Still, to critics of electronic voting, McCormack will likely continue to be dismissed as a shill for vendors who at best want to foist bad software and faulty machinery onto the public, at public expense, and at worst are part of a cabal to allow conservative Republicans to steal elections.

There is no denying that McCormack foolishly allowed her photo to be reproduced on a Diebold brochure, giving fuel to assertions that she is looking out for the interests of voting companies. She didn’t help her case any when she told county supervisors that vendors wouldn’t make much money in Los Angeles County if they have to pay for every ballot to be hand-counted.

What McCormack could have said, and should have said, was that the county could be left without vendors of election machines at all if they can’t make any money here. That outcome may be just fine, especially if the companies produce systems that are easily corrupted. The point is that McCormack had frontline, practical experience in running elections in the nation’s largest county. That may have led her to be too close to vendors; it also provided the county with fairly smooth voting days here, especially considering the number of elections (88 cities, the county, statewide elections) and the volume of ballots. If California’s February primary also goes smoothly, McCormack will no doubt be blasted for having complained that Bowen’s decertification decision [pdf] would throw voting day into chaos. If there are problems, she’ll be branded as the person who left things in disarray.

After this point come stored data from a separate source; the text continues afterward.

Issue #5006, opened 2021-01-14
RecursiveArrayIterator MethodSignatureMismatch


franmomu:
https://psalm.dev/r/ea76d92558

Looks like it's new from `4.4.0`.

EDIT: https://psalm.dev/r/9097e8d5fa this with phpdoc

Looks like it works with type declarations: https://psalm.dev/r/0604fa9bea

PR #5014, opened 2021-01-14
remove signature return types in stubs

orklah:
This PR will fix https://github.com/vimeo/psalm/issues/5006

Return types in signatures in stubs are causing an issue because Psalm will check that the return type is present on every child method. 

This should not be an issue for params as params can be wider in childs.


muglug:
Thanks!

Issue #5016, opened 2021-01-14
Narrowing template with array-key (unexpected InvalidArrayOffset)


klimick:
Array cannot be created when key has templated type:
https://psalm.dev/r/a46106b7c2

weirdan:
Simplified: https://psalm.dev/r/0c0660459c

klimick:
very fast) @orklah thakns!

PR #5019, opened 2021-01-14
don't throw InvalidArrayOffset when dealing with templates

orklah:
This PR aims to fix https://github.com/vimeo/psalm/issues/5016

This is probably not fixed the best possible way (I can imagine we could infer template type and check if it's a subtype of array-key) but I'm not quite ready to enter this module in psalm!


muglug:
Thanks!

PR #5030, opened 2021-01-15
--report=codeclimate.json

Danysan1:
Currently it's possible to generate a [codeclimate JSON](https://github.com/codeclimate/platform/blob/master/spec/analyzers/SPEC.md#data-types) output with the `--output-format=codeclimate` flag, but it's impossible to generate directly a report (you must redirect the output because if you use `--report=codeclimate.json` psalm creates a standard JSON).
With these changes it is now possible to generate directly a `codeclimate.json` report with a flag like `--report=codeclimate.json` or `--report=foo.codeclimate.json`.


muglug:
Thanks!

Issue #5021, opened 2021-01-14
RecursiveDirectoryIterator errors on FilesystemIterator constants


staabm:
https://psalm.dev/r/3d66686169

expected: no error

staabm:
Hmm should the constants re-defined here, just be inherited from the parent class?

https://github.com/vimeo/psalm/blob/0e17a3354fda992d7113b97d15c75ff4a92ad800/stubs/CoreGenericIterators.phpstub#L804-L810

weirdan:
It's not about specific constants. You can drop any of the three and it works: https://psalm.dev/r/79233b7288

weirdan:
Actual cause is Psalm's inability to infer literal value for bitwise OR when one of the sides is an expression, even if it qualifies as constexpr: https://psalm.dev/r/84621f04aa

PR #5032, opened 2021-01-16
Calculate more literal values

orklah:
This is an attempt to fix https://github.com/vimeo/psalm/issues/5021

I tweaked a condition slightly and it immediately gave me the value I expected. It seem way to easy to be right but I guess CI will tell me!

### DIFF
--- a/src/Psalm/Internal/Analyzer/Statements/Expression/BinaryOp/NonDivArithmeticOpAnalyzer.php
+++ b/src/Psalm/Internal/Analyzer/Statements/Expression/BinaryOp/NonDivArithmeticOpAnalyzer.php
@@ -295,13 +295,14 @@ class NonDivArithmeticOpAnalyzer
             && $right_type_part instanceof TLiteralInt
             && ($left instanceof PhpParser\Node\Scalar
                 || $left instanceof PhpParser\Node\Expr\ConstFetch
-                || $left instanceof PhpParser\Node\Expr\ClassConstFetch)
+                || $left instanceof PhpParser\Node\Expr\ClassConstFetch
+                || $left instanceof PhpParser\Node\Expr\BinaryOp)
             && ($right instanceof PhpParser\Node\Scalar
                 || $right instanceof PhpParser\Node\Expr\ConstFetch
-                || $right instanceof PhpParser\Node\Expr\ClassConstFetch)
+                || $right instanceof PhpParser\Node\Expr\ClassConstFetch
+                || $right instanceof PhpParser\Node\Expr\BinaryOp)
         ) {
             // time for some arithmetic!
-
             $calculated_type = null;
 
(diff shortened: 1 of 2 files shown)


orklah:
Looks like everything pass, this is cool !

tests/BinaryOperationTest.php
```diff
@@ -196,6 +196,15 @@ function foo(string $s) : int {
                     '$f' => 'string',
                 ],
             ],
+            'ComplexLiteralBitwise' => [
+                '<?php
+                    /**
+                     * @return 7
+                     */
+                    function scope(){
+                        return 1 | 2 | 4;
```
weirdan, line 205: I would suggest to also add a test with `0`, bitwise and (`&`), and brackets.

src/Psalm/Internal/Analyzer/Statements/Expression/BinaryOp/NonDivArithmeticOpAnalyzer.php
```diff
@@ -295,13 +295,14 @@ private static function analyzeNonDivOperands(
             && $right_type_part instanceof TLiteralInt
             && ($left instanceof PhpParser\Node\Scalar
                 || $left instanceof PhpParser\Node\Expr\ConstFetch
-                || $left instanceof PhpParser\Node\Expr\ClassConstFetch)
+                || $left instanceof PhpParser\Node\Expr\ClassConstFetch
+                || $left instanceof PhpParser\Node\Expr\BinaryOp)
```
weirdan, line 299: Shouldn't this be any expression really? E.g. `(true ? 1 : 2) | 22` would not have `$left` as binary op, but it still can be calculated, I suppose.

weirdan (changes requested):

tests/BinaryOperationTest.php
orklah: Done

src/Psalm/Internal/Analyzer/Statements/Expression/BinaryOp/NonDivArithmeticOpAnalyzer.php
orklah: Well, we saw a good example of 1 | 2 | 4 in the form of flags and we need Psalm to understand it to be coherent. I'm not sure if it's worth adding complexity and risking edge cases for  `(true ? 1 : 2) | 22`. I'd be open to consider this if we find a real case where it change the outcome of psalm's analysis

weirdan: I can imagine things like ` & ~$this->flagMask `, but you're right, we can fix it when we see it.

weirdan (approved):

muglug:
Thanks!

The Times editorial page noted the severe problems found in Bowen’s top-to-bottom review of California voting systems and backed her decision to decertify. But the page also expressed alarm at the politicization, however unintentional, of the process. Bowen, a Democrat, reversed certification decisions made by her predecessor, Republican Bruce McPherson [pdf], six months earlier. The next secretary of state could reverse all over again--unless certification decisions are turned over to a nonpartisan (or at least bipartisan) panel, as they once were in California.